The raw text data provided are large files composed of blog posts, news articles and tweets. A sampled subset from each file is read into memory and formated.

textTwitter <- readLines("./data/final/en_US/en_US.twitter.txt",encoding="UTF-8",n=5000, skipNul=TRUE)
textBlogs   <- readLines("./data/final/en_US/en_US.blogs.txt",encoding="UTF-8",n=5000, skipNul=TRUE)
textNews    <- readLines("./data/final/en_US/en_US.news.txt",encoding="UTF-8",n=5000, skipNul=TRUE)

textTwitter <-iconv(textTwitter, from="UTF-8", to="latin1", sub=" ")
textBlogs   <-iconv(textBlogs, from="UTF-8", to="latin1", sub=" ")
textNews    <-iconv(textNews, from="UTF-8", to="latin1", sub=" ")

Below we consider some basic attributes of our raw data.

File Name File Size (MB) Description No. of Characters Sampled No. of Words Sampled No. of Sentences Sampled
en_US.blogs.txt 210.16 Blog posts 1,148,089 215,696 12,372
en_US.news.txt 205.81 News articles 1,015,886 183,014 10,837
en_US.twitter.txt 167.11 Twitter tweets 340,766 68,832 904

Corpus Creation and Proccessing

The sampled data is merged to create a corpus.

library(tm)
docs<-VCorpus(VectorSource(paste(textBlogs,textNews,textTwitter)))

Thereafter, we clean and process the corpus to make ready for further analysis.
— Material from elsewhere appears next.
PR #6449, opened 2022-03-18
Add API to assign arguments from a void* + size_t

Ralender:
Expose a type-erased API to assign arguments.

### DIFF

For example, the text is converted to lowercase and swear words, punctuation and numbers are removed.

toSpace<-content_transformer(function(x,pattern) gsub(pattern," ",x))
toOther<-content_transformer(function(x,pattern,y) gsub(pattern,y,x))
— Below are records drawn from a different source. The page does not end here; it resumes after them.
PR #6460, opened 2022-03-21
Fix reading aie clock frequency

rbramand-xilinx:
Returning proper value when 'xbutil advanced --aie-clock --get' is called

Aie clock frequency is shown 0 every time because of wrong return value in PR - https://github.com/Xilinx/XRT/pull/6272

Returning proper value solved the issue

none

Tested on vck190 board with aie test case
root@versal-rootfs-common-20221:~# xbutil advanced --aie-clock --get 
WARNING: 'partition' option is not provided, using default partition id value '1'
INFO: Clock frequency of AIE partition(1) is: **1250.00 MHz**

NA


chvamshi-xilinx:
retest this please

PR #6461, opened 2022-03-21
CR-1126093 - PS Kernel - int32_t data type not recognized

rozumx:
When parsing the readelf (DWARF) metadata, the xclbinutil parser did not take into accout that DW_AT_typedef primitive argument size could be at a lower nested node.  This PR fixes this issue by parsing these metadata nodes.

The algorithm was created initially to no look at lower level nodes.  It was only when users started to explore the various levels of argument indirections (e.g., uint32_t -> __int32_t -> int) was this issue discovered.

Updated the algorihtm to support recursion of these nodes.

Low to none

Manual testing against user supplies test case

n/a


AShivangi (approved):

rozumx:
please retest

PR #6462, opened 2022-03-21
CR-1126642 Added support for user-specified AIE interface tile channels

pgschuey:
Added support for the following interface tile metric settings:
[Debug]
aie_profile = true
// For all slaves on channel 3
aie_profile_interface_metrics = input_bandwidths:3
// For all masters on channel 4
aie_profile_interface_metrics = output_bandwidths:4


pgschuey:
please re-test

jvillarre (approved):

PR #6464, opened 2022-03-21
CR 1123673 - ERROR: Property 'reg' data value '0x0000000000920000' exceeds the maximum uint64_t storage space.

rozumx:
There was a false error that occured when checking the return value from std::strtoul().  This function only sets the `errno `variable if an range error occured.  In this case, a previous math function was called that set this value.  It unfortunately wasn't cleared after being resolved, hence this issue.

docs<-tm_map(docs,content_transformer(tolower))

docs<-tm_map(docs,toSpace,"/|@|\\|")

docs<-tm_map(docs,removeNumbers)
docs<-tm_map(docs, removePunctuation)
docs<-tm_map(docs, removeWords,stopwords("english"))
docs<-tm_map(docs, stripWhitespace)


swearWords <-readLines("./data/final/en_US/swearWords.txt",encoding="UTF-8")#read in list of swear words

docs<-tm_map(docs, removeWords,swearWords)
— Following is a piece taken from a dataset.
PR #6466, opened 2022-03-21
CR-1119433 Improve error message for xbmgmt configure commands

dbenusov-xilinx:
Running "sudo xbmgmt configure --runtime_clk_scale enable" returns:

docs <- tm_map(docs, stemDocument)

docs<-tm_map(docs,toOther,"don t","dont")
docs<-tm_map(docs,toOther,"didn t","didnt")
docs<-tm_map(docs,toOther,"can t","cant")
docs<-tm_map(docs,toOther,"isn t","isnt")
docs<-tm_map(docs,toOther,"won t","wont")
docs<-tm_map(docs,toOther,"let s","lets")
docs<-tm_map(docs,toOther,"doesn t","doesnt")
docs<-tm_map(docs,toOther,"u u u","")

Tokenization

Having processed our corpus we move to break out words into desired chunks. For example, tokenizing into unigrams, bigrams and trigram will cluster the data into sets of one word, two words and three words, respectively.

library(RWeka)

tokenizer.u <- function(x) NGramTokenizer(x, Weka_control(min = 1, max = 1))
tokenizer.b <- function(x) NGramTokenizer(x, Weka_control(min = 2, max = 2))
tokenizer.t <- function(x) NGramTokenizer(x, Weka_control(min = 3, max = 3))

options(mc.cores=1) 

dtm.u<-DocumentTermMatrix(docs, control = list(tokenize = tokenizer.u))
dtm.b<-DocumentTermMatrix(docs, control = list(tokenize = tokenizer.b))
dtm.t<-DocumentTermMatrix(docs, control = list(tokenize = tokenizer.t))

After tokenizing, we compute and plot the frequencies of unigrams, bigrams and trigrams.

freq.u<-sort(colSums(as.matrix(dtm.u)),decreasing = T)
freq.b<-sort(colSums(as.matrix(dtm.b)),decreasing = T)
freq.t<-sort(colSums(as.matrix(dtm.t)),decreasing = T)

wf.u<-data.frame(words=names(freq.u),freq=freq.u)
wf.b<-data.frame(words=names(freq.b),freq=freq.b)
wf.t<-data.frame(words=names(freq.t),freq=freq.t)
wf.u<-data.frame(words=names(freq.u),freq=freq.u)
wf.b<-data.frame(words=names(freq.b),freq=freq.b)
wf.t<-data.frame(words=names(freq.t),freq=freq.t)

Modeling

Theoretically we can think of the probability of a next word in the context of its probability respective to all the words in the sentence leading up to that next word.

\[P(word_i|word_1 word_2...word_{i-1})\]

However, this approach can be is too computationally expensive. A suitable solution is to implement a Markov assumption in which the probability is placed in the context of the last k number of words. For example, for a trigram model we can assume the below.

\[P(word_i|word_1 word_2...word_{i-1})\approx P(word_i|word_{i-2} word_{i-1})\]

In computing the relative n-gram model probabilities, we can utilize the Maximum Likelihood Estimation (MLE). In the case of a trigram model, we would compute as follows:

\[P(word_3|word_1 word_2)=\frac{Count(word_1,word_2,word_3)}{Count(word_1,word_2)}\]

Thereafter, we’ll have to contend with rare/unseen words and spell correction.